What you need to do: The full listing should be transcribed verbatim.

Supplied data:
PR #587, opened 2016-05-02
Use server html

prashtx:
We have a bug in the rendering of expandContent, where we overzealously strip out some tags (notably del). We want to move away from client-rendered HTML in general, favoring HTML fields provided by the
server.  By switching to the correctly-rendered API fields, we can avoid the rendering bug and remove some dependencies, including the 3rd-party library that led to the original rendering bug.

Depends on a Snoode change (https://github.com/reddit/node-api-client/pull/103)

### DIFF
--- a/buildTasks/js.js
+++ b/buildTasks/js.js
@@ -56,7 +56,6 @@ module.exports = function buildJS(gulp, options) {
       .require('moment')
       .require('react')
       .require('react-dom')
-      .require('reddit-text-js')
       .require('superagent');
 
     bundler.add(entryFile);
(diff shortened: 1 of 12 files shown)


prashtx:
👓 @schwers @ajacksified 

Waiting on mweb staging, and then I'll push the corresponding version of Snoode to staging along with a verison of this reddit-mobile change that specifies Snoode by commit hash.

ajacksified:
🎉 :fish:

buildTasks/js.js
```diff
@@ -78,7 +77,7 @@ module.exports = function buildJS(gulp, options) {
     bundler
       .transform(babelify.configure({
         plugins,
-        ignore: /.+node_modules\/(moment|q|react|reddit-text-js|superagent|lodash|snuownd)\/.+/i,
+        ignore: /.+node_modules\/(moment|q|react|superagent|lodash|snuownd)\/.+/i,
```
schwers: can we remove `snuownd` as well?

schwers:
:fish:

PR #593, opened 2016-05-17
Enable shell-rendering

ajacksified:
👓 @schwers 

Depends on https://github.com/reddit/node-platform/pull/1

### DIFF
--- a/package.json
+++ b/package.json
@@ -19,7 +19,7 @@
     "@r/api-client": "~3.8.1",
     "@r/build": "^0.6.0",
     "@r/middleware": "0.5.4",
-    "@r/platform": "^0.1.0",
+    "@r/platform": "~0.2.0",
     "@r/private": "~0.1.0",
     "@r/redux-state-archiver": "~0.0.5",
     "atob": "2.0.3",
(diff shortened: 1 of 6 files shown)


src/app/actions/commentsPage.js
```diff
@@ -26,7 +26,9 @@ export const fetchCommentsPage = commentsPageParams => async (dispatch, getState
   const commentsPageId = paramsToCommentsPageId(commentsPageParams);
   const commentsPage = state.commentsPages[commentsPageId];
 
-  if (commentsPage) { return; }
+  const { shell } = state;
+
+  if (commentsPage || shell) { return; }
```
schwers: 🔕  I'm a little unsure if the data-fetching actions should take shell into account, versus the route handlers. The benefit would be data-fetching code could then be concerned only with how to fetch data, and less about 'when'. Then handlers could have better control of what happens when it's a shell page, say if we wanted partial shell'ing. But I don't have strong feelings either way

schwers:
Works, code looks good. I do have a question on https://github.com/reddit/node-platform/pull/1 that could impact this, so I'll hold the fish for now

ajacksified:
💇

ajacksified:
💇

schwers:
:fish:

Response:
PR #587, opened 2016-05-02
Use server html

prashtx:
We have a bug in the rendering of expandContent, where we overzealously strip out some tags (notably del). We want to move away from client-rendered HTML in general, favoring HTML fields provided by the
server.  By switching to the correctly-rendered API fields, we can avoid the rendering bug and remove some dependencies, including the 3rd-party library that led to the original rendering bug.

Depends on a Snoode change (https://github.com/reddit/node-api-client/pull/103)

### DIFF
--- a/buildTasks/js.js
+++ b/buildTasks/js.js
@@ -56,7 +56,6 @@ module.exports = function buildJS(gulp, options) {
       .require('moment')
       .require('react')
       .require('react-dom')
-      .require('reddit-text-js')
       .require('superagent');
 
     bundler.add(entryFile);
(diff shortened: 1 of 12 files shown)


prashtx:
👓 @schwers @ajacksified 

Waiting on mweb staging, and then I'll push the corresponding version of Snoode to staging along with a verison of this reddit-mobile change that specifies Snoode by commit hash.

ajacksified:
🎉 :fish:

buildTasks/js.js
```diff
@@ -78,7 +77,7 @@ module.exports = function buildJS(gulp, options) {
     bundler
       .transform(babelify.configure({
         plugins,
-        ignore: /.+node_modules\/(moment|q|react|reddit-text-js|superagent|lodash|snuownd)\/.+/i,
+        ignore: /.+node_modules\/(moment|q|react|superagent|lodash|snuownd)\/.+/i,
```
schwers: can we remove `snuownd` as well?

schwers:
:fish:

PR #593, opened 2016-05-17
Enable shell-rendering

ajacksified:
👓 @schwers 

Depends on https://github.com/reddit/node-platform/pull/1

### DIFF
--- a/package.json
+++ b/package.json
@@ -19,7 +19,7 @@
     "@r/api-client": "~3.8.1",
     "@r/build": "^0.6.0",
     "@r/middleware": "0.5.4",
-    "@r/platform": "^0.1.0",
+    "@r/platform": "~0.2.0",
     "@r/private": "~0.1.0",
     "@r/redux-state-archiver": "~0.0.5",
     "atob": "2.0.3",
(diff shortened: 1 of 6 files shown)


src/app/actions/commentsPage.js
```diff
@@ -26,7 +26,9 @@ export const fetchCommentsPage = commentsPageParams => async (dispatch, getState
   const commentsPageId = paramsToCommentsPageId(commentsPageParams);
   const commentsPage = state.commentsPages[commentsPageId];
 
-  if (commentsPage) { return; }
+  const { shell } = state;
+
+  if (commentsPage || shell) { return; }
```
schwers: 🔕  I'm a little unsure if the data-fetching actions should take shell into account, versus the route handlers. The benefit would be data-fetching code could then be concerned only with how to fetch data, and less about 'when'. Then handlers could have better control of what happens when it's a shell page, say if we wanted partial shell'ing. But I don't have strong feelings either way

schwers:
Works, code looks good. I do have a question on https://github.com/reddit/node-platform/pull/1 that could impact this, so I'll hold the fish for now

ajacksified:
💇

ajacksified:
💇

schwers:
:fish:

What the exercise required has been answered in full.